By Judith Ugwumadu | 11 September 2013
The government’s tax and benefit reforms have strengthened people’s incentives to be in work despite falling wages, the Institute of Fiscal Studies has found.
Today’s report examines changes to existing personal taxes, benefits and the integration of six existing benefits into Universal Credit. It considers reforms that have been implemented since the government took office in May 2012 or that are due to be implemented by May 2015, at the end of its term in office.
Stuart Adams, senior research economist at IFS told Public Finance: ‘What we’re finding is that if the government wasn’t introducing any tax benefit reforms, the fact that earnings are falling means that these effective tax rates will be going up.’

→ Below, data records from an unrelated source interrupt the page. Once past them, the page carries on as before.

PR #18, opened 2020-01-20
Refactor JNI code in C++ into Java code with JavaCPP

saudet:
This is a WIP to remove the manually written JNI code from tensorflow-core-api. In the first commit for SavedModelBundle.java, I replaced about 100 lines of JNI code in C++ with about 40 lines of code in Java, and the unit tests still pass. We need to do the same with the rest of the JNI code, which shouldn't take me that long to do by myself, but if anyone is interested in helping, please let me know and I will give you write access to my fork!

There is also a lot of code in the Java section of the wrappers that is redundant with JavaCPP and that we will be able to remove in a second phase.

/cc @tzolov


tensorflow-core/tensorflow-core-api/src/main/java/org/tensorflow/internal/c_api/AbstractTF_Session.java
```diff
@@ -53,6 +63,25 @@ public static TF_Session newSession(TF_Graph graph, TF_SessionOptions opts, TF_S
...
+    public static TF_Session loadSessionFromSavedModel(TF_SessionOptions session_options, TF_Buffer run_options,
+        String export_dir, String[] tags, TF_Graph graph, TF_Buffer meta_graph_def, TF_Status status) {
+        TF_Session s = TF_LoadSessionFromSavedModel(session_options, run_options,
+                new BytePointer(export_dir), new PointerPointer(tags), tags.length, graph, meta_graph_def, status);
+        if (s != null) {
+            s.graph = graph;
+            s.opts = session_options;
+            s.run_options = run_options;
+            s.meta_graph_def = meta_graph_def;
+            s.status = status;
```
karllessard: I'm not sure to understand why we need to set explicitly all the fields here, aren't they initialized properly by the `TF_LoadSessionFromSavedModel` call?

tensorflow-core/tensorflow-core-api/src/main/java/org/tensorflow/SavedModelBundle.java
```diff
@@ -163,8 +169,46 @@ private static SavedModelBundle fromHandle(
     return new SavedModelBundle(graph, session, metaGraphDef);
   }
 
-  private static native SavedModelBundle load(
-      String exportDir, String[] tags, byte[] config, byte[] runOptions);
+  private static SavedModelBundle load(
+      String exportDir, String[] tags, byte[] config, byte[] runOptions) {
+    SavedModelBundle bundle = null;
+
+    try (PointerScope scope = new PointerScope()) {
```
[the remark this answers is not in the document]
saudet: Yes, the deallocators are added to ReferenceQueue for that purpose, but as usual there is no guarantees that the GC will run at all, so we shouldn't rely on it other than as safety net.

tensorflow-core/tensorflow-core-api/src/main/java/org/tensorflow/SavedModelBundle.java
```diff
@@ -163,8 +169,46 @@ private static SavedModelBundle fromHandle(
...
+
+      // allocate parameters for TF_LoadSessionFromSavedModel
+      TF_SessionOptions opts = TF_SessionOptions.newSessionOptions();
+      if (config != null && config.length > 0) {
+        TF_SetConfig(opts, new BytePointer(config), config.length, status);
+        status.throwExceptionIfNotOK();
+      }
+      TF_Buffer crun_options = null;
+      if (runOptions != null && runOptions.length > 0) {
+        crun_options = TF_Buffer.newBufferFromString(runOptions);
```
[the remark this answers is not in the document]
saudet: It's not my approach, I just left what was there from the JNI code to make it easier to understand where it comes from, but if that doesn't matter, we can change those names as well.

tensorflow-core/tensorflow-core-api/src/main/java/org/tensorflow/SavedModelBundle.java
```diff
@@ -163,8 +169,46 @@ private static SavedModelBundle fromHandle(
...
+
+      // handle the result
+      if (metagraph_def.length() > Integer.MAX_VALUE) {
+        throw new IndexOutOfBoundsException("MetaGraphDef is too large to serialize into a byte[] array");
+      } else {
+        byte[] jmetagraph_def = new byte[(int)metagraph_def.length()];
+        new BytePointer(metagraph_def.data()).get(jmetagraph_def);
+        bundle = fromHandle(graph.address(), session.address(), jmetagraph_def);
+        graph.retainReference().deallocate(false);
+        session.retainReference().deallocate(false);
```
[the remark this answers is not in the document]
saudet: If we keep around the original `Pointer` objects, yes that's the basic idea. But ideally we shouldn't try to manage references manually. We can add `PointerScope` fields to `Session` and `Graph` and do something like `attach(graph)` and `attach(session)` to those, and whatever else is associated with those objects, and call `scope.close()` in their `close()` methods. Anyway, like I said, this is all stuff we can look back at in a second phase.

tensorflow-core/tensorflow-core-api/src/main/java/org/tensorflow/internal/c_api/AbstractTF_Session.java
saudet: No, `TF_LoadSessionFromSavedModel()` is just a C function, it can't keep references to Java objects.

tensorflow-core/tensorflow-core-api/src/main/java/org/tensorflow/SavedModelBundle.java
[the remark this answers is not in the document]
karllessard: Yes, I just wanted to know how you were foreseeing it, cool

tensorflow-core/tensorflow-core-api/src/main/java/org/tensorflow/internal/c_api/AbstractTF_Session.java
karllessard: ... oh ok, those fields are declared in the Java class, not the original C++ struct, got it.

saudet: But again, it's not really required, it's just to try to "rein in" the garbage collector a bit more...

karllessard:
@saudet , this PR is still marked as WIP, looks like it's ready to be merged now?

saudet:
I was thinking we could do all of it together before merging? It shouldn't take me more than a few days to do...

karllessard:
As you wish, we can do it iteratively with smaller PRs as well

saudet:
Let's talk about it at the meeting tomorrow :)

tensorflow-core/tensorflow-core-api/src/main/java/org/tensorflow/EagerOperation.java
```diff
@@ -131,43 +145,104 @@ public Shape shape(int outputIndex) {
...
 
-  private static native int numDims(long handle);
+  private static int outputListLength(TFE_Op handle, String name) {
+    requireOp(handle);
+    try (PointerScope scope = new PointerScope()) {
+      TF_Status status = TF_Status.newStatus();
+      int length = TFE_OpGetOutputLength(handle, name, status);
+      status.throwExceptionIfNotOK();
+      return length;
+    }
```
karllessard: Instead of starting new scopes in all of these methods, could it be simpler and more efficient to just create the status in a `try-with-resource` block when there are not other resource allocated?
```java
try (TF_Status status = TF_Status.newStatus()) { 
    ... 
}
```

tensorflow-core/tensorflow-core-api/src/main/java/org/tensorflow/Graph.java
```diff
@@ -448,38 +470,227 @@ public void remove() {
...
+      TF_Operation[] condOutputHandles = new TF_Operation[1];
+      int[] condOutputIndices = new int[1];
+      for (int i = 0; i < ninputs; i++) {
+          condInputHandles[i] = condInputsOutput.position(i).oper();
+          condInputIndices[i] = condInputsOutput.position(i).index();
+      }
+      condOutputHandles[0] = condOutputOutput.oper();
+      condOutputIndices[0] = condOutputOutput.index();
+
+      Object[] cond_output_handles_and_indices =
```
karllessard: Nit: camel case

tensorflow-core/tensorflow-core-api/src/main/java/org/tensorflow/Graph.java
```diff
@@ -448,38 +470,227 @@ public void remove() {
...
+      TF_Operation[] bodyOutputHandles = new TF_Operation[ninputs];
+      int[] bodyOutputIndices = new int[ninputs];
+      for (int i = 0; i < ninputs; i++) {
+          bodyInputHandles[i] = bodyInputsOutput.position(i).oper();
+          bodyInputIndices[i] = bodyInputsOutput.position(i).index();
+          bodyOutputHandles[i] = bodyOutputsOutput.position(i).oper();
+          bodyOutputIndices[i] = bodyOutputsOutput.position(i).index();
+      }
+
+      Object[] body_output_handles_and_indices =
```
karllessard: Nit: camel case

tensorflow-core/tensorflow-core-api/src/main/java/org/tensorflow/Graph.java
```diff
@@ -448,38 +470,227 @@ public void remove() {
...
+      params.name(new BytePointer(name));
+
+      // build the while loop, storing loop outputs in `outputs`
+      TF_Output outputs = new TF_Output(ninputs);
+      TF_FinishWhile(params, status, outputs);
+
+      status.throwExceptionIfNotOK();
+
+      // returned array contains both op handles and output indices, in pair
+      Object[] output_handles_and_indices = new Object[ninputs * 2];
```
karllessard: Nit: camel case

tensorflow-core/tensorflow-core-api/src/main/java/org/tensorflow/GraphOperation.java
```diff
@@ -147,25 +162,92 @@ Shape shape(int outputIdx) {
...
-  private static native String name(long handle);
+  private static void requireHandle(Pointer handle) {
+    if (handle == null || handle.isNull()) {
+      throw new IllegalStateException("close() has been called on the Graph this Operation was a part of");
+    }
+  }
+
+  private static String name(TF_Operation handle) {
+    requireHandle(handle);
+    return TF_OperationName(handle).getString();
```
karllessard: `BytePointer` returned by these methods don't need to be freed/scoped?

tensorflow-core/tensorflow-core-api/src/main/java/org/tensorflow/Session.java
```diff
@@ -305,13 +324,13 @@ private Run runHelper(boolean wantMetadata) {
...
       for (Output<?> o : inputs) {
-        inputOpHandles[idx] = o.getUnsafeNativeHandle();
+        inputOpHandles[idx] = (TF_Operation)o.getUnsafeNativeHandle();
         inputOpIndices[idx] = o.index();
         idx++;
       }
       idx = 0;
       for (Output<?> o : outputs) {
-        outputOpHandles[idx] = o.getUnsafeNativeHandle();
+        outputOpHandles[idx] = (TF_Operation)o.getUnsafeNativeHandle();
```
karllessard: instead of all those explicit casts everywhere, maybe we can add 2 methods to `Output`: `getGraphOperationUnsafeNativeHandle` and `getEagerOperationUnsafeNativeHandle`? I think the code would end up cleaner.

tensorflow-core/tensorflow-core-api/src/main/java/org/tensorflow/Session.java
```diff
@@ -440,15 +459,63 @@ public Runner runner() {
...
+    }
+  }
+
+  private static void resolveHandles(String type, Pointer[] src, PointerPointer dst, int n) {
+    if (src.length != n) {
+      throw new IllegalArgumentException("expected " + n + ", got " + src.length + " " + type);
+    }
+    for (int i = 0; i < n; ++i) {
+      if (src[i] == null || src[i].isNull()) {
+        throw new NullPointerException("invalid " + type + " (#" + i + " of " + n + ")");
```
karllessard: I don't know what was thrown by the original JNI code but I think we should throw ourselves NPE, `IllegalStateException` sounds a better choice. Same thing in `allocate2` below.

tensorflow-core/tensorflow-core-api/src/main/java/org/tensorflow/Session.java
```diff
@@ -477,15 +544,49 @@ public Runner runner() {
...
+      TF_SessionRun(handle, runOpts, inputs, inputValues, ninputs,
+                    outputs, outputValues, noutputs, targets, ntargets,
+                    runMetadata, status);
+      status.throwExceptionIfNotOK();
+
+      for (int i = 0; i < noutputs; ++i) {
+        outputTensorHandles[i] = outputValues.get(TF_Tensor.class, i);
+      }
+
+      return runMetadata != null ? runMetadata.get() : null;
```
karllessard: Question: did you ever ran a benchmark showing that all these context switches between the JVM and the native code (i.e. at each JavaCPP generated method) ends up to be as performant as when only one call was made (`run` in this case)?

tensorflow-core/tensorflow-core-api/src/main/java/org/tensorflow/Tensor.java
```diff
@@ -821,35 +848,505 @@ private void throwExceptionIfTypeIsIncompatible(Object o) {
...
+        assert Loader.sizeof(LongPointer.class) == 8 :
+               "Java long not compatible with TF_INT64";
+        return 8;
+      default:
+        return 0;
+    }
+  }
+
+  /** Write a Java scalar object (java.lang.Integer etc.) to a TF_Tensor. */
+  private static void writeScalar(Object src, int dtype, BytePointer dst, long dstSize) {
```
karllessard: Most of the stuff here and below in this class should ultimately be dropped and replaced with the usage of TF Tools to read or write data from/to the tensor.

I guess we can migrate it to JavaCPP meanwhile and I can take care of the cleanup after.

tensorflow-core/tensorflow-core-api/src/main/java/org/tensorflow/Tensor.java
```diff
@@ -821,35 +848,505 @@ private void throwExceptionIfTypeIsIncompatible(Object o) {
...
+        throw new IllegalStateException("invalid DataType(" + dtype + ")");
+    }
+    return sz;
+  }
+
+  private static long writeNDArray(Object src, int dtype, int dimsLeft,
+                                   BytePointer dst, long dstSize) {
+    if (dimsLeft == 1) {
+      return write1DArray(src, dtype, dst, dstSize);
+    } else {
```
karllessard: No need of an `else` condition

tensorflow-core/tensorflow-core-api/src/main/java/org/tensorflow/Tensor.java
```diff
@@ -821,35 +848,505 @@ private void throwExceptionIfTypeIsIncompatible(Object o) {
...
+      writeNDArray(value, dtype, numDims, data, sz);
+    }
+  }
 
-  private static native float scalarFloat(long handle);
+  private static float scalarFloat(TF_Tensor handle) {
+    requireHandle(handle);
+    if (TF_NumDims(handle) != 0) {
+      throw new IllegalStateException("Tensor is not a scalar");
+    } else if (TF_TensorType(handle) != TF_FLOAT) {
```
karllessard: No need of `else` conditions (applicable to all methods below)

tensorflow-core/tensorflow-core-api/src/test/java/org/tensorflow/TensorTest.java
```diff
@@ -535,10 +535,10 @@ public void eagerTensorIsReleasedAfterSessionIsClosed() {
       Output<?> x = TestUtil.constant(session, "Const1", 10);
       Output<?> y = TestUtil.constant(session, "Const2", 20);
       sum = TestUtil.<TInt32>addN(session, x, y).tensor();
-      assertNotEquals(0L, sum.getNativeHandle());
+      assertNotEquals(null, sum.getNativeHandle());
```
karllessard: `assertNotNull`?

tensorflow-core/tensorflow-core-api/src/main/java/org/tensorflow/EagerOperation.java
```diff
@@ -131,43 +145,104 @@ public Shape shape(int outputIndex) {
...
+  private static void requireOp(TFE_Op handle) {
+    if (handle == null || handle.isNull()) {
+      throw new IllegalStateException("Eager session has been closed");
+    }
+  }
 
-  private static native long resolveTensorHandle(long handle);
+  private static void requireTensorHandle(TFE_TensorHandle handle) {
+    if (handle == null || handle.isNull()) {
+      throw new IllegalStateException("EagerSession has been closed");
```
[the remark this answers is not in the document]
saudet: I just copy/pasted...

tensorflow-core/tensorflow-core-api/src/main/java/org/tensorflow/EagerOperation.java
```diff
@@ -131,43 +145,104 @@ public Shape shape(int outputIndex) {
...
+  }
 
-  private static native int dataType(long handle);
+  private static TF_Tensor resolveTensorHandle(TFE_TensorHandle handle) {
+    requireTensorHandle(handle);
+    try (PointerScope scope = new PointerScope()) {
+      TF_Status status = TF_Status.newStatus();
+      TF_Tensor tensor = TFE_TensorHandleResolve(handle, status);
+      status.throwExceptionIfNotOK();
+      return tensor;
```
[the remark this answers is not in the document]
saudet: The convention here is that we leave original C/C++ functions behave like they do in C/C++, where they return an integer for pointer addresses and what not. Then we add manually factory methods like `TF_Status.newStatus()` that wrap things up with deallocators to support garbage collection and reference counting, calling them them only when we want those features.

tensorflow-core/tensorflow-core-api/src/main/java/org/tensorflow/EagerOperation.java
saudet: Yes, it would be more efficient, but it would also make it more error prone when we start creating other objects in there that may start doing temporary allocations.

tensorflow-core/tensorflow-core-api/src/main/java/org/tensorflow/GraphOperation.java
saudet: No, as explained above, by convention, JavaCPP doesn't perform any allocation for directly mapped C/C++ functions.

tensorflow-core/tensorflow-core-api/src/main/java/org/tensorflow/Session.java
saudet: Well, it's not that bad. Though, I agree that all those weird methods relying on `Object` references should be totally refactored/removed, but let's leave them like they are for now instead of coming up with workarounds?

tensorflow-core/tensorflow-core-api/src/main/java/org/tensorflow/Session.java
saudet: Calls from the JVM to native code are very efficient, in the order of 30 ns. On the other hand, calls from native code to the JVM are very expensive, in the order of 300 ns, so it's almost certain that the new code here is going to faster. I'll run a simple benchmark and post the results here just to confirm, but if you're worried performance, we should think about writing a whole set of benchmarks to make sure there is never any regression in performance anywhere.

saudet:
I ran the `initTensorByArrays` benchmark from pull https://github.com/tensorflow/java/pull/20#issuecomment-577983662 with JMH's default settings and here is the kind of result I am getting on my machine:
- Before (manually written JNI code):
    ```
    Benchmark                        Mode  Cnt   Score   Error  Units
    MyBenchmark.initTensorByArrays  thrpt   25  93.895 ± 1.580  ops/s
    ```
- After (JNI refactored into Java with JavaCPP):
    ```
    Benchmark                        Mode  Cnt    Score   Error  Units
    MyBenchmark.initTensorByArrays  thrpt   25  110.598 ± 1.012  ops/s
    ```
So it does look like this refactoring also increases performance!

tensorflow-core/tensorflow-core-api/src/main/java/org/tensorflow/EagerOperation.java
karllessard: Yeah... I would still prefer we go with the most efficient approach but it's up to you if you want to make the changes or not, we can merge it like this too.

tensorflow-core/tensorflow-core-api/src/main/java/org/tensorflow/Session.java
karllessard: Ok, we can do this later if it gets really nasty.

tensorflow-core/tensorflow-core-api/src/main/java/org/tensorflow/Session.java
karllessard: I've started to write some of them as well (like [this one](https://github.com/tensorflow/java/blob/master/tensorflow-tools/src/test/java/org/tensorflow/tools/benchmark/NdArrayBenchmark.java)), I think with high-performance projects like TF we should have a set of benchmarks, not only it is useful to detect regression but also is a very good indicator of where we should spend time for optimization. 

If you can add some, that would be great, but we can merge without if you want to create these later.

‘In other words people [will] have weaker incentives... where there is no financial gain to work,’ he continued.
‘But the tax benefit reforms are going in the other direction, they are strengthening work incentives and giving more people a gain to be in work.’
A Department for Work and Pensions spokeswomen welcomed the IFS’s findings. She said: ‘Universal Credit will further increase work incentives, especially for those held back the most by the current system, and this will benefit families and the economy.’
‘We are pleased that the IFS find that our welfare reforms will support people into work.’
Last week the National Audit Office warnedthat plans to launch the Universal Credit across the country over the next four years were ‘overly ambitious in both the timetable and scope’, suffered from weak management and should be reassessed.
However, Prime Minister David Cameron yesterday told MPs there was no need to be ‘religious’ about the timing of the implementation of the flagship policy.